Authors: Azencott et al. Date: 2013

paper

  • Genome-wide association studies use genomic sequences from multiple individuals for which a given phenotype is known to compute the degree to which a given single-nucleotide polymorphism is associated to the phenotype.
  • Usually, the association is expressed as a p-value.
  • Typically, combinations of SNPs are involved in the phenotype, however p-values are known only for individual SNPs.
  • Testing all possible combinations of SNPs is computationally prohibitive, so we need some priors to limit the search space.
  • In this work, network-based priors are explored.
  • A network-based prior only considers combinations of SNPs according to some underlying interaction criterion (e.g. only consider SNPs that correspond to genes known to share a physical interaction)
  • We can think of this process as taking a biological network (Gene-gene interaction network) and introducing the p-value as a feature in each node.
  • The task is then to find a connected subgraph such that the sum of p-valued (additive assumption) is maximal.
  • Here, the p-value of a node is denoted as $c_i$
  • From these criteria we get the following optimization problem for a network of $n$ SNPs
\[argmax_{f \in \{0, 1\}^n} c^Tf - \lambda f^TLf - \eta || f ||_0\]

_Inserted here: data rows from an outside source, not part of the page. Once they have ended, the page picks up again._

Issue #181, opened 2016-09-01
Vector data clamping to ground


vpicavet:
Right now vector data are displayed, but not clamped to the ground.
We will need to be able to clamp the data for 2D vector data visualization : 
- [x] Points
- [x] Lines
- [x] Polygons

@vmora already implemented a clamping algorithm previously, he may be able to help.

Clamping should be usable by all loaders for vector data, like WFS ( #115 ), GPX ( #114 #158 ), KML ( #24 ), GeoJSON, SHP and vector tiles.

gchoqueux:
Some functions to add
- [ ] map.getCurrentAltitude(longitude, latitude)
  This function returns altitude of the current MNT displayed
- [ ] process.PlaceMeshOnMapSurface(node,map) 
  This process place the node/object3d on 3d surface of map

gchoqueux:
This features are in itowns

PR #312, opened 2017-05-23
Clamp to ground

peppsac:
feature: add placeObjectOnGround module
    
    Allows to place an object on the ground.
    Works by reading the elevation texture used for display.
    
    Support both float texture (DataTexture) and color texture.

### DIFF
--- a/examples/clamptoground.html
+++ b/examples/clamptoground.html
@@ -1,0 +1,91 @@
+<!DOCTYPE html>
+<html>
+    <head>
+        <title>Clamp to Ground demo</title>
+
+        <style type="text/css">
+            html {height: 100%}
+            body { margin: 0; overflow:hidden; height:100%}
+
+            #viewerDiv {
+                margin : auto auto;
+                width: 100%;
+                height: 100%;
+                padding: 0;
+            }
+        </style>
+        <meta charset="UTF-8">
+
+        <meta name="viewport" content="width=device-width, initial-scale=1.0">
+    </head>
+    <body>
+        <div id="viewerDiv"></div>
+        <script src="/dist/itowns.js"></script>
+        <script type="text/javascript">
+            const positionOnGlobe = { longitude: 2.351323, latitude: 48.856712, altitude: 25000000 };
+
+            // iTowns namespace defined here
+            const viewerDiv = document.getElementById('viewerDiv');
+            const globeView = new itowns.GlobeView(viewerDiv, positionOnGlobe);
+
+            itowns.Fetcher.json('/examples/layers/JSONLayers/Ortho.json').then(result => globeView.addLayer(result));
+
+            itowns.Fetcher.json('/examples/layers/JSONLayers/IGN_MNT.json').then(result => globeView.addLayer(result));
+            itowns.Fetcher.json('/examples/layers/JSONLayers/IGN_MNT_HIGHRES.json').then(result => globeView.addLayer(result));
+
+
+            const clamped = new itowns.THREE.Group();
+
+            const l = new itowns.GeometryLayer('outline');
+            l.type = 'geometry';
+            l.preUpdate = (context, layer, sources) => {
+                return clamped.children || [];
+            };
+            l.update = (context, layer, obj) => {
+                if (obj.geometry instanceof itowns.THREE.ConeGeometry) {
+                    itowns.placeObjectOnGround(globeView.referenceCrs, globeView.wgs84TileLayer, globeView.wgs84TileLayer.level0Nodes, obj, {
+                        offset: 250,
+                    });
+                } else {
+                    itowns.placeObjectOnGround(globeView.referenceCrs, globeView.wgs84TileLayer, globeView.wgs84TileLayer.level0Nodes, obj, {
+                        modifyGeometry: true,
+                        offset: 10,
+                    });
+                }
+                // update RTC matrix
+                obj.material.setMatrixRTC(
+                        context.engine.getRTCMatrixFromNode(obj, context.camera));
+            };
+            itowns.View.prototype.addLayer.call(globeView, l);
+
+            // setup click listener
+            viewerDiv.addEventListener('contextmenu', (evt) => {
+                const carto = new itowns.Coordinates('EPSG:4978', globeView.getPickingPositionFromDepth({ x: evt.clientX, y: evt.clientY }));
+
+                var geometry = new itowns.THREE.ConeGeometry(100, 500);
+                var material = new itowns.BasicMaterial(new itowns.THREE.Color(0xff0000));
+                material.side = itowns.THREE.DoubleSide;
+                var cone = new itowns.THREE.Mesh(geometry, material);
+                cone.frustumCulled = false;
+                cone.updateMatrix();
+                cone.layers.set(l.threejsLayer);
+
+                const p = carto.xyz();
+                cone.lookAt(p);
+                cone.rotateX(-Math.PI * 0.5);
+                cone.position.copy(p);
+
+                cone.updateMatrix();
+                cone.updateMatrixWorld(true);
+
+                clamped.add(cone);
+
+                globeView.notifyChange(true);
+                return false;
+            });
+
+            globeView.scene.add(clamped);
+
+        </script>
+    </body>
+</html>
--- a/src/Process/PlaceOnGroundProcessing.js
+++ b/src/Process/PlaceOnGroundProcessing.js
@@ -1,0 +1,131 @@
+import * as THREE from 'three';
+import Coordinates from '../Core/Geographic/Coordinates';
+import Extent from '../Core/Geographic/Extent';
+import RendererConstant from '../Renderer/RendererConstant';
+import { l_ELEVATION } from '../Renderer/LayeredMaterial';
+
+function tileAt(pt, tile) {
+    if (tile.extent) {
+        if (!tile.extent.pointIsInside(pt)) {
+            return undefined;
+        }
+
+        for (const c of tile.children) {
+            const t = tileAt(pt, c);
+            if (t) {
+                return t;
+            }
+        }
+        if (tile.getLayerTextures(l_ELEVATION)[0].coords.zoom > -1) {
+            return tile;
+        }
+        return undefined;
+    }
+}
+
+let _canvas;
+function _readTextureValueAt(layer, texture, x, y) {
+    if (texture.image.data) {
+        return texture.image.data[y * texture.image.width + x];
+    } else {
+        if (!_canvas) {
+            _canvas = document.createElement('canvas');
+            _canvas.width = 1;
+            _canvas.height = 1;
+        }
+        const ctx = _canvas.getContext('2d');
+        ctx.drawImage(texture.image, x, y, 1, 1, 0, 0, 1, 1);
+        const d = ctx.getImageData(0, 0, 1, 1);
+        return THREE.Math.lerp(
+            layer.materialOptions.colorTextureElevationMinZ,
+            layer.materialOptions.colorTextureElevationMaxZ,
+            d.data[0] / 255);
+    }
+}
+
+function _updateSinglePoint(referenceCrs, layer, nodes, crs, toModify, zOffset) {
+    const pt = new Coordinates(referenceCrs, toModify).as(crs);
+    pt._values[2] = 0;
+
+    let tileWithValidElevationTexture = null;
+    for (const n of nodes) {
+        tileWithValidElevationTexture = tileAt(pt, n);
+        if (tileWithValidElevationTexture) {
+            break;
+        }
+    }
+
+    if (tileWithValidElevationTexture) {
+        const src = tileWithValidElevationTexture.getLayerTextures(l_ELEVATION)[0];
+        const width = src.image.width;
+        const height = src.image.height;
+
+        const tmp = new Extent(pt.crs, pt, pt);
+
+        // Assuming that tiles are split in 4 children, we lookup the parent that
+        // really owns this texture
+        const stepsUpInHierarchy = Math.log2(1.0 /
+            tileWithValidElevationTexture.materials[RendererConstant.FINAL].offsetScale[l_ELEVATION][0].z);
+        for (let i = 0; i < stepsUpInHierarchy; i++) {
+            tileWithValidElevationTexture = tileWithValidElevationTexture.parent;
+        }
+
+        const offset = tmp.offsetToParent(tileWithValidElevationTexture.extent);
+
+        const u = offset.x;
+        const v = offset.y;
+
+        // read elevation texture, using bi-linear filtering
+        const up = Math.max(0, u * (width - 1) - 0.5);
+        const vp = Math.max(0, v * (height - 1) - 0.5);
+
+        const u1 = Math.floor(up);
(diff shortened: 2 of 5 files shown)


peppsac:
Related issue: #181

peppsac:
Example screenshot from the demos:

capture d ecran de 2017-05-23 18-25-00

capture d ecran de 2017-05-23 18-34-10


Red cylinder is automatically placed above the ground, white/black cylinder is auto placed under the ground. Both adapt their position when the elevation texture changes.

examples/clamptoground.html
```diff
@@ -0,0 +1,115 @@
...
+                itowns.placeObjectOnGround(globeView.referenceCrs, globeView.wgs84TileLayer, globeView.wgs84TileLayer.level0Nodes, line);
+            };
+            itowns.View.prototype.addLayer.call(globeView, l);
+
+            for (const pt of [[4, 45], [5, 48]]) {
+                var group = new itowns.THREE.Group();
+
+                // red cylinder above the ground
+                var geometry = new itowns.THREE.BoxGeometry( 10, 10, 500);
+                var material = new itowns.THREE.MeshBasicMaterial( {color: 0xff0000} );
```
gchoqueux: Use `/src/Renderer/BasicMaterial.js` material with RTC (relative to camera), to remove `jittering`

examples/clamptoground.html
```diff
@@ -0,0 +1,115 @@
...
+                group.lookAt(p);
+                group.position.copy(p);
+                group.updateMatrix();
+
+                group.updateMatrixWorld(true);
+                contour.add(group);
+            }
+
+            globeView.scene.add(contour);
+            globeView.controls.setCameraTargetGeoPosition({longitude:4, latitude: 45}).then(() => {
```
gchoqueux: replace by :
```js
globeView.addEventListener(itowns.GLOBE_VIEW_EVENTS.GLOBE_INITIALIZED, () => {
                console.info('Globe initialized');
                menuGlobe.addImageryLayersGUI(globeView.getLayers(l => l.type === 'color'));
                menuGlobe.addElevationLayersGUI(globeView.getLayers(l => l.type === 'elevation'));
                globeView.controls.setCameraTargetGeoPosition({ longitude: 2.351323, latitude: 48.856712 }).then(() => globeView.controls.setCameraTargetGeoPositionAdvanced({ longitude: 4, latitude: 45, range: 10000 }));
 });
```

examples/clamptoground.html
```diff
@@ -0,0 +1,115 @@
...
+                var material = new itowns.THREE.MeshBasicMaterial( {color: 0xff0000} );
+                var cylinder = new itowns.THREE.Mesh( geometry, material );
+                cylinder.frustumCulled = false;
+                cylinder.position.z = 250;
+                cylinder.updateMatrix();
+                cylinder.layers.set(l.threejsLayer);
+                group.add(cylinder);
+
+                // black cylinder under the ground
+                material = new itowns.THREE.MeshBasicMaterial( {color: 0x000000} );
```
gchoqueux: format text file :  space...

src/Process/PlaceOnGroundProcessing.js
```diff
@@ -0,0 +1,126 @@
...
+            return undefined;
+        }
+
+        for (const c of tile.children) {
+            const t = tileAt(pt, c);
+            if (t) {
+                return t;
+            }
+        }
+        if (tile.materials[0].textures[0][0].coords.zoom > -1) {
```
gchoqueux: use `getLayerTextures`

src/Process/PlaceOnGroundProcessing.js
```diff
@@ -0,0 +1,126 @@
...
+            layer.materialOptions.colorTextureElevationMaxZ,
+            d.data[0] / 255);
+    }
+}
+
+function _updateSinglePoint(referenceCrs, layer, nodes, crs, toModify) {
+    const pt = new Coordinates(referenceCrs, toModify).as(crs);
+    pt._values[2] = 0;
+
+    let smallest = null;
```
gchoqueux: Find a more explicit name

src/Process/PlaceOnGroundProcessing.js
```diff
@@ -0,0 +1,126 @@
...
+    for (const n of nodes) {
+        smallest = tileAt(pt, n);
+        if (smallest) {
+            break;
+        }
+    }
+
+    if (smallest) {
+        const src = smallest.materials[0].textures[0][0];
```
gchoqueux: use function in LayeredMaterial

src/Process/PlaceOnGroundProcessing.js
```diff
@@ -0,0 +1,126 @@
...
+        const width = src.image.width;
+        const height = src.image.height;
+
+        const tmp = new Extent(pt.crs, pt, pt);
+
+        const goUp = Math.log2(1.0 / smallest.materials[0].offsetScale[0][0].z);
```
gchoqueux: use `l_Elevation`

gchoqueux: `goUp` find better name
`goUpInParent` of 'goDownInZoom'

src/Process/PlaceOnGroundProcessing.js
```diff
@@ -0,0 +1,126 @@
...
+        for (let i = 0; i < goUp; i++) {
```
gchoqueux: Factorize in `/src/Process/TiledNodeProcessing.js` : 
`getElevationFromTile(tile, coords)`

src/Process/PlaceOnGroundProcessing.js
```diff
@@ -0,0 +1,126 @@
...
+        }
+        return undefined;
+    }
+}
+
+let _canvas;
+function _readTextureValueAt(layer, texture, x, y) {
+    if (texture.image.data) {
+        return texture.image.data[y * texture.image.width + x];
+    } else {
```
gchoqueux, line 30: separate `readTexture` and `readImage`

src/Process/PlaceOnGroundProcessing.js
```diff
@@ -0,0 +1,126 @@
...
+        if (!_canvas) {
+            _canvas = document.createElement('canvas');
+            _canvas.width = 1;
+            _canvas.height = 1;
+        }
+        const ctx = _canvas.getContext('2d');
+        ctx.drawImage(texture.image, x, y, 1, 1, 0, 0, 1, 1);
+        const d = ctx.getImageData(0, 0, 1, 1);
+        return THREE.Math.lerp(
+            layer.materialOptions.colorTextureElevationMinZ,
```
gchoqueux, line 40: `colorTextureElevationMinZ`, What's this?

src/Process/PlaceOnGroundProcessing.js
```diff
@@ -0,0 +1,126 @@
...
+        }
+        if (tile.materials[0].textures[0][0].coords.zoom > -1) {
+            return tile;
+        }
+        return undefined;
+    }
+}
+
+let _canvas;
+function _readTextureValueAt(layer, texture, x, y) {
```
gchoqueux, line 27: move in tools file texture

src/Process/PlaceOnGroundProcessing.js
```diff
@@ -0,0 +1,126 @@
...
+
+    const crs = tiles[0].extent.crs();
+
+    if (!modifyGeometry) {
+        _updateSinglePoint(referenceCrs, layer, tiles, crs, obj.position);
+        obj.updateMatrix();
+        obj.updateMatrixWorld(true);
+    } else {
+        const geometry = obj.geometry;
+        if (geometry instanceof THREE.Geometry) {
```
gchoqueux, line 122: it's just for a surface?

gchoqueux (changes requested):
The object could be added to the tile where it lands, and refresh only when the tile is no longer displayed.

peppsac:
> The object could be added to the tile where it lands, and refresh only when the tile is no longer displayed.

You also want to refresh when the tile's elevation texture change.
Also we don't have a 'this tile got hidden' event, so even if we keep a reference to the tile we still need to perform a refresh everytime the scene changes. 

But I can add something like this:
```js
if (obj.tileAnchor.material.visible && obj.tileAnchor.materials[0].textures[0].id == obj.currentElevationTextureId) {
  // nothing changed: skip update
}
```

examples/clamptoground.html
peppsac: Why ?

src/Process/PlaceOnGroundProcessing.js
peppsac: See a5b326029171531086ff4be8af286f86dc7c5a6b

(color textures have values between 0 and 1, so to get a float elevation I added min/max z)

src/Process/PlaceOnGroundProcessing.js
peppsac: If you use it with  `modifyGeometry = true` yes.

src/Process/PlaceOnGroundProcessing.js
peppsac: What do you want to factorize exactly ?

examples/clamptoground.html
peppsac: Fixed.
But RTC is more or less unusable: it requires the user to compute/update RTC matrix. We need to either automatize this process or think of a better mechanism.

examples/clamptoground.html
peppsac: Done

src/Process/PlaceOnGroundProcessing.js
peppsac: Done

src/Process/PlaceOnGroundProcessing.js
peppsac: I disagree.
We'll see when another use case emerge - maybe it'll make sense to move this code in a separate place, maybe not.

src/Process/PlaceOnGroundProcessing.js
peppsac: I didn't do this yet, because I don't really see the benefits of this change.
If you really think it's important I'll do it though.

src/Process/PlaceOnGroundProcessing.js
peppsac: Done (`tileWithValidElevationTexture`)

src/Process/PlaceOnGroundProcessing.js
peppsac: Done

src/Process/PlaceOnGroundProcessing.js
peppsac: Done

peppsac (commented):
Branch updated.

examples/clamptoground.html
gchoqueux: We need to wait `itowns.GLOBE_VIEW_EVENTS.GLOBE_INITIALIZED` before to move target because we use depth renderer  with globe

src/Process/PlaceOnGroundProcessing.js
gchoqueux: rename to `_readTextureOrImageValueAt`

peppsac: In both case I'm reading values from a texture.
But this texture can be a data texture or an image based texture.

examples/clamptoground.html
peppsac: Hmm ok.
I don't really understand why (looks like a bug to me) but it's not important for this PR so I'll change this.

src/Process/PlaceOnGroundProcessing.js
```diff
@@ -0,0 +1,131 @@
...
+        ctx.drawImage(texture.image, x, y, 1, 1, 0, 0, 1, 1);
+        const d = ctx.getImageData(0, 0, 1, 1);
+        return THREE.Math.lerp(
+            layer.materialOptions.colorTextureElevationMinZ,
+            layer.materialOptions.colorTextureElevationMaxZ,
+            d.data[0] / 255);
+    }
+}
+
+function _updateSinglePoint(referenceCrs, layer, nodes, crs, toModify, zOffset) {
```
gchoqueux, line 46: It would seem clearer to me, to move the texture reading logic in material or Tile. `PlaceOnGroundProcessing.js` would contain only the clamping logic.
```js
if (tileWithValidElevationTexture) {
        const z = tileWithValidElevationTexture.material.getElevation(pt);
        // or 
        const z = tileWithValidElevationTexture.getElevation(pt);

        pt._values[2] = z + zOffset;

        toModify.copy(pt.as(referenceCrs).xyz());
        return tileWithValidElevationTexture;
}
```
In addition, the `getElevation(coords)` function can also be used for `pickAltitude`.

src/Process/PlaceOnGroundProcessing.js
```diff
@@ -0,0 +1,131 @@
...
+
+        // Assuming that tiles are split in 4 children, we lookup the parent that
+        // really owns this texture
+        const stepsUpInHierarchy = Math.log2(1.0 /
+            tileWithValidElevationTexture.materials[RendererConstant.FINAL].offsetScale[l_ELEVATION][0].z);
+        for (let i = 0; i < stepsUpInHierarchy; i++) {
+            tileWithValidElevationTexture = tileWithValidElevationTexture.parent;
+        }
+
+        const offset = tmp.offsetToParent(tileWithValidElevationTexture.extent);
```
gchoqueux, line 73: It might be simpler to look for a tile where there's no offset?

gchoqueux (changes requested):

gchoqueux:
ok to do this :

```js
if (obj.tileAnchor.material.visible && obj.tileAnchor.materials[0].textures[0].id == obj.currentElevationTextureId) {
  // nothing changed: skip update
}
```

src/Process/PlaceOnGroundProcessing.js
peppsac: No we need the one that's displayed (I need to fix this as well).
We want to get the same result that the shader - so we need to sample at the same point (and the current logic is broken, since we should interpolate between the 3 vertices of the trianges used to rasterize the given point)...

src/Process/PlaceOnGroundProcessing.js
peppsac: Ok I'll split the texture reading part to a separate file

src/Process/PlaceOnGroundProcessing.js
gchoqueux: I think you would have the same result with the ancestor because in finality you look in the same texture.
Should we not take into account the size of the segments?

peppsac: No, the result will be different because the density of vertices depends on the tile.

e.g: let's say you want to read the value at `x:9, y:0`.
In the tile owning the texture (scale = 1), the nearest vertices will be at `0, 0` and `15, 0` (because the tile has 16 vertices, spread over 256 pixels).
In its child texture (scale = 0.5), nearest vertices will be at `8, 0`,  `15, 0` so even if you read from the same texture you'll get different results.

peppsac:
Closing for now. I'll re-open it when the last issues are sorted out.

where $f_i$ is 1 if node $i$ is selected and 0 otherwise. The first term controls the additive significance of the seleted nodes, the second term penalizes disconnected subgraphs since it depends on the graph Laplacian $L$, and the final term is a sparsity constraint since the additive term will encourage selecting all nodes.

  • By rewriting some terms, the optimization is expressed as a min-cut problem over the same graph with two auxilliary nodes inserted $s, t$.
  • $s$ is connected to all nodes with a p-value above a threshold $\eta$ and $t$ to all nodes below the threshold.
  • Min-cut max flow solvers can then be used and the resulting $f$ tells us which nodes were selected.